Tradizioni a artigianato
Festa di San Rocco – Suono di tamburi e ballo votivo
La festa di San Rocco viene celebrata tre volte all’anno: il 27 gennaio, in forma modesta ed in ricorrenza del miracolo della sudorazione della statua del patrono; il 16 agosto, senza processione; l’ultima domenica di agosto con grande flusso turistico di ogni provenienza; quest’ultima è nota per il ritmo incessante dei tamburi, carcasse e piatti, pifferi, organetti e tamburelli. I suoni nei giorni precedenti annunciano la domenica, la sera e notte di sabato “la veglia” o “nottata” con forte partecipazione al santuario con canti e preghiere e la messa liturgica, i diversi gruppi di suonatori di tamburi e altri strumenti, iniziano dal Santuario e nei momenti di preghiera, si disperdono per le vie del paese per poi ritornare dopo mezzanotte e a notte fonda davanti al piazzale del Santuario con a seguito i tanti devoti a ballare, è già domenica prima dell’alba, prima della processione.
La domenica mattina si radunano i pellegrini davanti al Santuario per l’inizio della processione. La processione dura diverse ore e termina poco prima del tramonto. Per tutta la durata della processione, il Santo viene seguito per le strade del paese dai fedeli al ritmo di tamburi.
La chiesa di San Rocco è situata nel largo dei V Martiri dove sorge anche il Palazzo Amaduri ed è dedicata, per l’appunto, a San Rocco, patrono di Gioiosa Ionica. All’interno della chiesa vi sono la statua di Sant’Anna, scolpita da Rocco Murizzi e la statua in cartapesta di Maria SS. Ausiliatrice, di Donna Gemma Incorpora.
Una città in festa
Oltre alla tradizionale festa di San Rocco, Gioiosa Jonica è animata da altre giornate di divertimento che si dipanano nel periodo estivo e autunnale.

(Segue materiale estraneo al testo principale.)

PR #994, opened 2022-03-17
Get Pango Lineages

vincent-czi:
### Summary:
- **What:** Pipeline for pulling Pango lineages and stuffing them into the DB.
- **Ticket:** [sc<184612>](https://app.shortcut.com/genepi/story/<184612>) (part of work, still need to make a BE endpoint to use the data in DB now)
- **Env:** `vince-pango-lineages` -- customized rdev where I commented out the `pangolin_workflow` call from pangolin.wdl so it would only run the `pango_lineages_loading` call to be able to do a quick test and verify it was working. 

### Demos:

From `vince-pango-lineages` after running the new pipeline:
image

Above is as expected.

### Notes:

This is hitching a ride on the general `pangolin.wdl` job since it's kinda-sorta related and also a good thing to have run nightly. They really do different things and have virtually no relationship though, so I'd also understand not wanting to do this. The two big downsides I can see are: (1) Mixed up logging [I think? I don't really know enough here, but I think miniwdl will run both task calls simultaneously since there's no dependency, so the logs would get interspersed, right?] which might make sifting through cloudwatch logs when something goes wrong a pain; (2) A failure in one breaks the other, b/c miniwdl kills all tasks if any fails [I did some local testing to check the behavior and that's what I found], but the outcome of one task really shouldn't impact the other task.

### Checklist:
- [x] I merged latest `trunk`
- [x] I added labels to my PR
~I tested in multiple browsers~ (not browser based)


src/backend/aspen/workflows/import_pango_lineages/import.py
```diff
@@ -0,0 +1,198 @@
...
+    This function takes that file and parses out list of lineages.
+    """
+    # First line is header, no lineage data, but we use as a safety check.
+    first_line = next(lineage_notes_file)
+    safety_check_first_line(first_line)
+    # Now we parse remainder of lines from file and extract lineages
+    return [
+        lineage
+        for line in lineage_notes_file
+        if (lineage := extract_lineage_from_line(line)) is not None
```
vincent-czi: This is the first time I have ever used a walrus operator. I'll be honest, I was only vaguely aware of their existence before, but I learned about it because I was getting a mypy error from my original version I wrote that was like this:
```
[
extract_lineage_from_line(line)
for line in lineage_notes_file
if extract_lineage_from_line(line)
]
```
Basically the guarantees from the `if` conditional were clear to me the dev, but not really usable by mypy. But I actually like the walrus operator way of writing it! It feels remarkably readable to me while also solving the mypy problem I was having. (also yeah, I totally could have done this with `[].append` stuff, but list comprehensions are so pythonnnnnniiiiiccc)

If you were like me and had not previously interacted with them before, here's a good writeup of how I'm using it
https://realpython.com/python-walrus-operator/#list-comprehensions

src/backend/aspen/workflows/import_pango_lineages/import.py
```diff
@@ -0,0 +1,198 @@
...
+@click.command()
+@click.option(
+    "pango_lineages_file",
+    "--lineages-file",
+    type=click.File("r"),
+    required=True,
+    help="Pango lineages file to parse and import.",
+)
+@click.option(
+    "--parse-without-import",
```
vincent-czi: I know all the other workflow Python scripts have a `test` flag for doing smoke tests that goes like this:
```
@click.option("--test", type=bool, is_flag=True)

... later in main code block ...

    if test:
        print("Success!")
        return  # end script early

```

Should I be doing it as well? Or since there's another testing approach via `--parse-without-import`, it's fine without the smoke test version?

src/backend/aspen/workflows/import_pango_lineages/import.py
jgadling: Thanks for the writeup! I'm also only vaguely aware of weird python operators.

src/backend/aspen/workflows/import_pango_lineages/import.py
```diff
@@ -0,0 +1,198 @@
...
+        lineage
+        for line in lineage_notes_file
+        if (lineage := extract_lineage_from_line(line)) is not None
+    ]
+
+
+def create_temp_table(session, source_table):
+    """Creates a new table that is structured same as source.
+    Intended to be temporary, should drop by end of this script.
+    copy-pasta from import_gisaid/save.py"""
```
jgadling: &lt; insert nitpicky whining about not making a shared module />

src/backend/aspen/workflows/import_pango_lineages/import.py
jgadling: This is fine. Basically we just have those `--test` flags to do the barest-minimum spot checks of our scripts that don't have better tests (😢) in CI - do they compile? Do all their imports work? So it might be nice to make sure this is wired into the `make check-images` target in the root `Makefile`

src/backend/database_migrations/versions/20220315_205645_create_pango_lineages_table.py
```diff
@@ -0,0 +1,33 @@
...
+
+# revision identifiers, used by Alembic.
+revision = "20220315_205645"
+down_revision = "20220215_194838"
+branch_labels = None
+depends_on = None
+
+
+def upgrade():
+    # ### commands auto generated by Alembic - please adjust! ###
```
jgadling: Remove these auto-generated comments pls!

jgadling (approved):
Approved with nits:
- please remove the goofy comments in the migration file
- I'd really like to see the new script tacked into our `check-images` target (or write real unit tests!)
- Shared module for table imports is nice-to-have, but we can refactor it later if need be.

src/backend/aspen/workflows/import_pango_lineages/import.py
vincent-czi: You know, I actually thought the workflows dir was outside the scope of the installed aspen package, but I see I was wrong, so this is way easier than I had originally thought.

Also, I have now discovered that naming your python file `import.py` is a bad idea if you want to import from it! 😅 

Yeah, I'll take a bit of time to move stuff around and create a `shared_utils` folder in workflows, totally agree that's a better way!

jgadling (approved):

“Gustando il Borgo”, Festival Internazionale degli Artisti di Strada, una manifestazione dedicata alle degustazioni di prodotti artigianali e tipici, accompagnati dalle mirabolanti esibizioni di alcuni artisti di strada. Si svolge il lunedì e martedì antecedenti all’ultima domenica di agosto.
Sagra del “Pezzo duro”, dedicata interamente al tipico gelato gioiosano, detto anche mattonella o tavoletta. Anch’essa si svolge ad agosto.
Festa delle castagne e del vino, durante la quale si possono degustare castagne e vino locali, si svolge a novembre.